• Task to carry out
Copy out exactly the lines from the start of the data to the line containing "use esmfshr_mod". Include both.

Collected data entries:
PR #3923, opened 2020-10-30
Allow dynamic crop fraction taking effect when crop model turned off 

hydrotian:
Allow `do_transient_crops = T` to take effect when prognostic crop model is turned off.
In addition to the dynamic crop fraction, this PR also corrects the inconsistency between
land domain file and MOSART input parameter, in terms of land fraction along the coastal line. 
Without this fix, the irrigation demand at coastal grid will be incorrectly assigned in MOSART.

[BFB]

### DIFF
--- a/components/mosart/src/cpl/rof_comp_esmf.F90
+++ b/components/mosart/src/cpl/rof_comp_esmf.F90
@@ -25,7 +25,7 @@ module rof_comp_esmf
   use seq_flds_mod
   use esmf
   use esmfshr_mod
-  use RunoffMod        , only : rtmCTL, TRunoff, THeat
+  use RunoffMod        , only : rtmCTL, TRunoff, THeat, TUnit
   use RtmVar           , only : rtmlon, rtmlat, ice_runoff, iulog, &
                                 nsrStartup, nsrContinue, nsrBranch, & 
                                 inst_index, inst_suffix, inst_name, RtmVarSet, heatflag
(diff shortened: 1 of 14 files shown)


golaz:
@rljacob : FYI, this is part of new land/river features that we are hoping to use for v2.

components/mosart/src/riverroute/RtmHistFlds.F90
```diff
@@ -164,15 +164,15 @@ subroutine RtmHistFldsInit()
          avgflag='A', long_name='WRM supply provided ', &
          ptr_rof=StorWater%Supply, default='active')
```
tanzeli1982, line 165: I worry that the units change would confuse users because time step is not easily found in outputs.

components/mosart/src/cpl/rof_comp_esmf.F90
```diff
@@ -705,7 +705,7 @@ subroutine rof_import_esmf( x2r_array, rc)
        else
           rtmCTL%qdto(n,nliq) = 0.0_r8
        endif
-       rtmCTL%qdem(n,nliq) = fptr(index_x2r_Flrl_demand,n2) * (rtmCTL%area(n)*0.001_r8)
+       rtmCTL%qdem(n,nliq) = fptr(index_x2r_Flrl_demand,n2) / TUnit%domainfrac(n) * (rtmCTL%area(n)*0.001_r8)
```
tanzeli1982, line 708: It is better to make sure TUnit%domainfrac > 0.

components/mosart/src/cpl/rof_comp_mct.F90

• Answer to the exercise
PR #3923, opened 2020-10-30
Allow dynamic crop fraction taking effect when crop model turned off 

hydrotian:
Allow `do_transient_crops = T` to take effect when prognostic crop model is turned off.
In addition to the dynamic crop fraction, this PR also corrects the inconsistency between
land domain file and MOSART input parameter, in terms of land fraction along the coastal line. 
Without this fix, the irrigation demand at coastal grid will be incorrectly assigned in MOSART.

[BFB]

### DIFF
--- a/components/mosart/src/cpl/rof_comp_esmf.F90
+++ b/components/mosart/src/cpl/rof_comp_esmf.F90
@@ -25,7 +25,7 @@ module rof_comp_esmf
   use seq_flds_mod
   use esmf
   use esmfshr_mod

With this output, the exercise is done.